Additional information:

The “European Opinion Survey on Popular Attitudes Toward Innovation” was carried out by Dalia Research on behalf of Germany’s Bertelsmann Stiftung (eupinions project) in August 2019. The survey was conducted in 28 EU member states, with a total of 12,263 participants. The survey sample reflects the EU’s current population distribution in terms of age (16–65 years), sex and region/country. In a follow-up survey conducted in June 2020, questions from the original survey were repeated in order to gauge the possible effects of the global coronavirus pandemic on Europeans’ opinions.

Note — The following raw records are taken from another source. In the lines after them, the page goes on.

PR #742, opened 2016-03-20
Tag with description are attached incorrectly

vboctor:
The tag dropdown shows the "tag - description", selecting it adds
"tag - description" as a new tag rather than using "tag".

Fixes #20724

### DIFF
--- a/core/print_api.php
+++ b/core/print_api.php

eupinions is an independent platform for European public opinion. They collect, analyse and comment on what the European public thinks about current political issues and megatrends. eupinions employs cutting-edge data collection techniques. Every quarter, they collect samples from each EU member state in 22 languages. The data meets the highest scientific standards and is representative with regard to age, gender, education and country/region. eupinions is a project of Bertelsmann Stiftung. The data is collected by Dalia Research. Further information: eupinions.eu/de/home

The survey is part of the global research being conducted in association with the Bertelsmann Stiftung’s Reinhard Mohn Prize 2020. The theme of the Reinhard Mohn Prize 2020 is “Fostering innovation. Unlocking potential.” It is looking for solutions that may enable Europe to generate technological change that benefits society. The Reinhard Mohn Prize 2020 is being awarded to Nechemia (“Chemi”) Peres, chairman of the Board of Directors of Israel’s Peres Center for Peace and Innovation. With this award, the Bertelsmann Stiftung is honoring the entrepreneur for his exceptional commitment to fostering innovation, which has benefited economic goals and the broader society in equal measure. Due to the coronavirus pandemic, the award ceremony will be held in 2021.